Do eggs that appear fertile just die? or is there usualy a reason for it?


----------



## oakelm (Jan 14, 2009)

Condensation is usually down to the direction of heat, heat from below and big droplets, heat from above or even sides and near on zero droplets even when using egg crate over just water.

As for failing eggs if they make it over 2 weeks before dying off then tends to be a reason for it. You do get the odd late random failure but not that often.

Good luck with the rest of the eggs:2thumb:


----------



## ratfink (Dec 15, 2009)

I did have the tubs sat directly on the heat matt, would this kill the eggs? 

I have raised them up now. :2thumb:

Thanks for the advise.


----------



## lusisticlee (Apr 4, 2011)

ratfink said:


> I did have the tubs sat directly on the heat matt, would this kill the eggs?
> 
> I have raised them up now. :2thumb:
> 
> Thanks for the advise.


not sure if it can kill the eggs but i have been told a few times to have them raised but with no explanation and didnt ask for one either i just followed their advice


----------



## Aceman (Apr 19, 2009)

I don't think the on/off stat would have been responsible for killing them. If that was the case you would have lost all the eggs.
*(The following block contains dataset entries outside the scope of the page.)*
Issue #2506, opened 2018-04-30
Introduce a variable should be an Intention as well


strangemonad:
When programming Java in IntelliJ, introduce variable is one of my most common workflows (and it's been around for a while:
https://blog.jetbrains.com/idea/2010/11/smarter-and-faster-introduce-variable-in-java/

It would be cool to have something similar in intellij-rust

kumbayo:
This should already work.
Can you provide an example where it does not work as expected?
Thanks!

strangemonad:
Sorry if I'm missing something obvious. I don't see any intention I could enable that would give me this behaviour. Even the simplest case provides no indication that a variable can be introduced:

```
fn s() -> &str {}
fn main() {
   s();
}
```

kumbayo:
```rust
fn s() -> &str {}
fn main() {
   |s|(|)|;
}
```
I tried placing the cursor at the any of the `|` and pressing Alt-Shift-V.
I always end up with the expected result below.
This more or less matching the actions documented in the link you provided.
```rust
fn s() -> &str {}
fn main() {
    let s = s();
}
```
What i see now is that pressing Alt-Enter at the `|` does not show a `Introduce local variable` action/popup.
While it does show that action in Kotlin/Java projects.

strangemonad:
oh, I see now. Yeah, I was looking for the Alt-Enter key and the Introduce Variable Intention (what java and kotlin use) rather than the extract variable refactor.

Issue #4926, opened 2020-02-06
Introduce variable


ortem:
Meta-issue about "Introduce variable" (also known as "extract variable") feature.

Related issues:
#2506
#4608
#4246

Kobzol:
https://github.com/intellij-rust/intellij-rust/pull/4985 has now been merged

PR #5586, opened 2020-06-16
INT: add intention to introduce local variable

Kobzol:
This PR makes the `Introduce variable` refactoring available as an action.

Umbrella issue: https://github.com/intellij-rust/intellij-rust/issues/4926
Fixes: https://github.com/intellij-rust/intellij-rust/issues/2506


vlad20012:
:+1:

bors r+

src/main/resources/intentionDescriptions/IntroduceLocalVariableIntention/before.rs.template
```diff
@@ -0,0 +1,3 @@
+fn main() {
+    5 + 5;
```
Undin, line 2: Maybe surround with `<spot>` attribute?

Kobzol: Added, thanks.

Kobzol:
bors retry

Issue #1004, opened 2017-02-13
Variable can be immutable intention


mkaput:
Add intention to detect effectively immutable variables, like:

```rust
struct St(i32);

fn foo(v: &St) {
    unimplemented!();
}

fn foo_mut(v: &mut St) {
    unimplemented!();
}

trait Bar {
    fn bar(&self);
    fn bar_mut(&mut self);
}

impl Bar for St {
    fn bar(&self) {
        unimplemented!();
    }
    
    fn bar_mut(&mut self) {
        unimplemented!();
    }
}

fn main() {
    // This variable is annotated because we do not
    // use its mutability (it's effectively immutable)
    let mut triggers = St(10);
    foo(&triggers);
    triggers.bar();

    // This variable isn't annotated because of one of these calls
    let mut does_not_trigger= St(10);
    foo_mut(&mut does_not_trigger);
    does_not_trigger.bar_mut();
    does_not_trigger= St(20);

    // What about macros??
    // Maybe simple token scanning for matching identifier
    // would work (as far as I remember macro hygiene prohibits
    // implicit variable usages). Or we can just ignore them.
    some_funny_macro!(does_not_trigger);
}
```

farodin91:
I would like to work on it.

Kobzol:
@ortem should this be an additional cached analysis pass, similar to `RsInferenceContextOwner.liveness`? It would scan local usages of bindings in variables, parameters, match bindings, etc., check if they are used within any context that requires mutability and if not, it would mark them. If you agree with this direction, I'd try to implement it.

ortem:
@Kobzol Yes, I think it can be an additional cached analysis pass like liveness. I don't mind if you try to implement it 👍

Kobzol:
Hmm, I found out that there is actually already an inspection for this - `RsVariableMutableInspection`, but it's disabled by default and I didn't know about it, aargh! :D I think that it's a shame that such a useful inspection is disabled. I'll transform it to a lint inspection and enable it by default to gather possible false positives.

ortem:
@Kobzol `RsVariableMutableInspection` [had been created](https://github.com/intellij-rust/intellij-rust/pull/1143) before our control-flow analysis was implemented, so this inspection is very simple and doesn't support lots of real-world cases. So it has many false-positives and then should not be enabled by default.

[...]

PR #5588, opened 2020-06-16
INSP: change RsVariableMutableInspection to a LintInspection

Kobzol:
This PR changes `RsVariableMutableInspection`, introduced in https://github.com/intellij-rust/intellij-rust/pull/1143, to a `RsLintInspection` and enables it by default.

I think that this inspection is incredibly useful. I have been using the Rust plugin for more than two years and I had no clue about its existence, so I think that it would be good if we enable it by default, at least in nightly builds for now, to gather possible false positives.

I'll try to find cases where false positives happen and try to fix them to make this inspection better. If you know about any one reason why this shouldn't be enabled by default except for false positives, let me know.

Fixes: https://github.com/intellij-rust/intellij-rust/issues/1004

### DIFF
--- a/src/main/kotlin/org/rust/ide/inspections/RsLint.kt
+++ b/src/main/kotlin/org/rust/ide/inspections/RsLint.kt
@@ -13,14 +13,15 @@ import org.rust.lang.core.psi.ext.*
  */
 enum class RsLint(
     val id: String,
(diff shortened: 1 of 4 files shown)


Kobzol:
Closing in favour of https://github.com/intellij-rust/intellij-rust/pull/5737.

Issue #4733, opened 2019-12-07
False positive on `impl Trait` declaration inside `impl<...>`


twistedfall:
## Environment

* **IntelliJ Rust plugin version:** 0.2.111.2147-193
* **Rust toolchain version:** 1.39.0 (4560ea788 2019-11-04) x86_64-unknown-linux-gnu
* **IDE name and version:** IntelliJ IDEA 2019.3 Ultimate Edition (IU-193.5233.102)
* **Operating system:** Linux 5.4.2-gentoo

## Steps to reproduce
Hi!

Intellij Rust plugin shows false error "impl Trait not allowed outside of function and inherent method return types [E0562]" on the following [valid](https://play.rust-lang.org/?version=stable&mode=debug&edition=2018&gist=154fefcc5c77f6892710170758641e44) code:
```rust
pub trait IteratorExt {
	fn join(&mut self, sep: &str) -> String;
}

impl<T: Iterator<Item=impl AsRef<str>>> IteratorExt for T {
	fn join(&mut self, sep: &str) -> String {
		"".to_string()
	}
}
```
![afbeelding](https://user-images.githubusercontent.com/406037/70371230-01768f00-18d1-11ea-90db-42a4dbf739ac.png)

Thanks!

PR #5599, opened 2020-06-17
ANN: fix false positive of impl Trait in associated type binding

Kobzol:
Fixes: https://github.com/intellij-rust/intellij-rust/issues/4733


vlad20012:
Thanks!
bors r+

Issue #4451, opened 2019-09-25
Add an intention to replace var.clone() with T::clone(&var) for certain types


SomeoneToIgnore:
## Environment

* **IntelliJ Rust plugin version:** 0.2.106.2134-193
* **Rust toolchain version:** 1.39.0-nightly (6ef275e6c 2019-09-24) x86_64-apple-darwin
* **IDE name and version:** CLion 2019.3 EAP (CL-193.3519.24)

It just means the exact temp is more unpredictable and the hatch date may vary.


----------



## motorhead (Dec 5, 2010)

i find the best way around this is to run the incubator for a few weeks before egg laying but holes in the tubs work well and the tubs just above the heat sorce is best.also just a quick question is the incubator top opening or front opening as i have found a opening at the front of the incubator works better for air flow etc!! the best of luck with your clutch by the way!!


----------



## alan1 (Nov 11, 2008)

sealed container (NO holes) - then, single small ventilation hole from day 50 is plenty (2-3mm)
use dimmer/pulse stat (mat stats are crap for incubation purposes)
loosely drape a sheet of kitchen-roll over clutch if you have droplets threatening to fall


----------



## markhill (Sep 22, 2006)

condensation occurs when the temps on the inside are different to the temps on the outside of the egg tub.
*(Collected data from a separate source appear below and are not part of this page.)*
PR #5604, opened 2020-06-18
T: add script to run real project tests

Kobzol:
Running the real project tests manually and checking the output is very time consuming. I created a simple Python script that tries to automate some of the process.

Right now it can:
1) Initialize the real project git repositories by cloning them from GitHub
2) Run the real project test suite and store the error/warning output in a normalized form into a file that can be then diffed easily
3) Optionally it can run `git stash` and switch git to a specific revision before running the test

Other things that it could do is filter the executed tests (by temporarily modifying `RsRealProjectAnalysisTest.kt` or by passing environment variables to the test). The diff process could also probably be automated.

@ortem @vlad20012 what do you think? Is it worth to integrate this script or should I keep it to myself? :)

### DIFF
--- a/scripts/real_project_tests.py
+++ b/scripts/real_project_tests.py
@@ -1,0 +1,113 @@
+import os
+import re
+import subprocess
+import time
+from collections import defaultdict
+
+import click
+
+from common import git_command
+
+ROOT_PATH = os.path.dirname(os.path.dirname(os.path.abspath(__file__)))
+TEST_DATA_PATH = os.path.join(ROOT_PATH, "testData")
+
+PROJECTS = [
+    ("cargo", "https://github.com/rust-lang/cargo"),
+    ("mysql_async", "https://github.com/blackbeam/mysql_async"),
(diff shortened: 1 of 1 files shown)


scripts/real_project_tests.py
```diff
@@ -0,0 +1,113 @@
...
+]
+
+
+@click.command("init")
+def init():
+    for (project, git_url) in PROJECTS:
+        directory = os.path.join(TEST_DATA_PATH, project)
+        if not os.path.isdir(directory):
+            print("Cloning {}".format(directory))
+            subprocess.run(["git", "clone", git_url], cwd=TEST_DATA_PATH, check=True)
```
Stzx, line 33: Hey, let's add the `--depth 1` parameter here to reduce the cloning time of the project library just for testing.

Kobzol: Good point. I initially thought that the tests are testing a fixed revision, but then I realized that they are testing master, so this should be fine.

Put the mats on the side walls of the bator and add a fan or two to circulate the air.


----------



## Nigel_wales (Mar 24, 2009)

motorhead said:


> i find the best way around this is to run the incubator for a few weeks before egg laying but holes in the tubs work well and the tubs just above the heat sorce is best.also just a quick question is the incubator top opening or front opening as i have found a opening at the front of the incubator works better for air flow etc!! the best of luck with your clutch by the way!!


Provide heat from above and that will sort the condensation out : victory:


----------



## grotty1960 (Feb 15, 2010)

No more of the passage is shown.